__AIM OF THE TASK__: For every line in the material, print that line exactly.

RECORD EXTRACTS: Begin

PR #1991, opened 2019-12-20
Micro-optimizations

riverszhang89:
A few micro-optimizations which should bump the TPS of sysbench write tests by 5% to 10%.

### DIFF
--- a/berkdb/log/log_put.c
+++ b/berkdb/log/log_put.c
@@ -1159,13 +1159,10 @@ __log_putr(dblp, lsn, dbt, prev, h)
 	if (lp->num_segments > 1) {
 		tmplsn = *lsn;
 		ret = __log_fill_segments(dblp, lsn, &tmplsn, hdr, nr);
-		assert(tmplsn.offset == lsn->offset + hdr->size);
+		assert(tmplsn.offset == lsn->offset + nr);
 	} else {
 		ret = __log_fill(dblp, lsn, hdr, (u_int32_t)nr);
 	}
-
-	if (LOG_SWAPPED())
-		__log_hdrswap(hdr, CRYPTO_ON(dbenv));
 
 	if (ret != 0)
 		goto err;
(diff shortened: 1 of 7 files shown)


berkdb/log/log_put.c
```diff
@@ -1159,14 +1159,11 @@ __log_putr(dblp, lsn, dbt, prev, h)
 	if (lp->num_segments > 1) {
 		tmplsn = *lsn;
 		ret = __log_fill_segments(dblp, lsn, &tmplsn, hdr, nr);
-		assert(tmplsn.offset == lsn->offset + hdr->size);
+		assert(tmplsn.offset == lsn->offset + nr);
 	} else {
 		ret = __log_fill(dblp, lsn, hdr, (u_int32_t)nr);
 	}
```
markhannum: Can we really git rid of this?

markhannum: oh - it's because the header isn't used beyond this .. ic

util/object_pool.c
```diff
@@ -903,11 +903,12 @@ static int objpool_borrow_int(comdb2_objpool_t op, void **objp, long nanosecs,
 
     /* update access history */
     rec = (pooled_object *)hash_find(op->history, objp);
+    Pthread_mutex_unlock(&op->data_mutex);
+
     rec->active = 1;
     ++rec->nborrows;
     rec->tid = pthread_self();
```
adizaimi: I think that these three need to be done under the lock , otherwise another thread can access this record and find this info inconsistent.
However there is room for improvement to do the creation of rec outside of lock object_create(), and only add it under lock.

berkdb/log/log_put.c
riverszhang89: Right Mark - `__log_hdrswap` doesn't swap `size` either.

util/object_pool.c
riverszhang89: It's okay. `get_impl` makes sure that nothing can grab the same object again after it returns (because it's done while holding the lock), which implies the caller's exclusive access to the object's history.

riverszhang89:
@markhannum @mistachkin Thank you for the review!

RECORD EXTRACTS: End

__SOLUTION FOR THIS EXERCISE__:
PR #1991, opened 2019-12-20
Micro-optimizations

riverszhang89:
A few micro-optimizations which should bump the TPS of sysbench write tests by 5% to 10%.

### DIFF
--- a/berkdb/log/log_put.c
+++ b/berkdb/log/log_put.c
@@ -1159,13 +1159,10 @@ __log_putr(dblp, lsn, dbt, prev, h)
 	if (lp->num_segments > 1) {
 		tmplsn = *lsn;
 		ret = __log_fill_segments(dblp, lsn, &tmplsn, hdr, nr);
-		assert(tmplsn.offset == lsn->offset + hdr->size);
+		assert(tmplsn.offset == lsn->offset + nr);
 	} else {
 		ret = __log_fill(dblp, lsn, hdr, (u_int32_t)nr);
 	}
-
-	if (LOG_SWAPPED())
-		__log_hdrswap(hdr, CRYPTO_ON(dbenv));
 
 	if (ret != 0)
 		goto err;
(diff shortened: 1 of 7 files shown)


berkdb/log/log_put.c
```diff
@@ -1159,14 +1159,11 @@ __log_putr(dblp, lsn, dbt, prev, h)
 	if (lp->num_segments > 1) {
 		tmplsn = *lsn;
 		ret = __log_fill_segments(dblp, lsn, &tmplsn, hdr, nr);
-		assert(tmplsn.offset == lsn->offset + hdr->size);
+		assert(tmplsn.offset == lsn->offset + nr);
 	} else {
 		ret = __log_fill(dblp, lsn, hdr, (u_int32_t)nr);
 	}
```
markhannum: Can we really git rid of this?

markhannum: oh - it's because the header isn't used beyond this .. ic

util/object_pool.c
```diff
@@ -903,11 +903,12 @@ static int objpool_borrow_int(comdb2_objpool_t op, void **objp, long nanosecs,
 
     /* update access history */
     rec = (pooled_object *)hash_find(op->history, objp);
+    Pthread_mutex_unlock(&op->data_mutex);
+
     rec->active = 1;
     ++rec->nborrows;
     rec->tid = pthread_self();
```
adizaimi: I think that these three need to be done under the lock , otherwise another thread can access this record and find this info inconsistent.
However there is room for improvement to do the creation of rec outside of lock object_create(), and only add it under lock.

berkdb/log/log_put.c
riverszhang89: Right Mark - `__log_hdrswap` doesn't swap `size` either.

util/object_pool.c
riverszhang89: It's okay. `get_impl` makes sure that nothing can grab the same object again after it returns (because it's done while holding the lock), which implies the caller's exclusive access to the object's history.

riverszhang89:
@markhannum @mistachkin Thank you for the review!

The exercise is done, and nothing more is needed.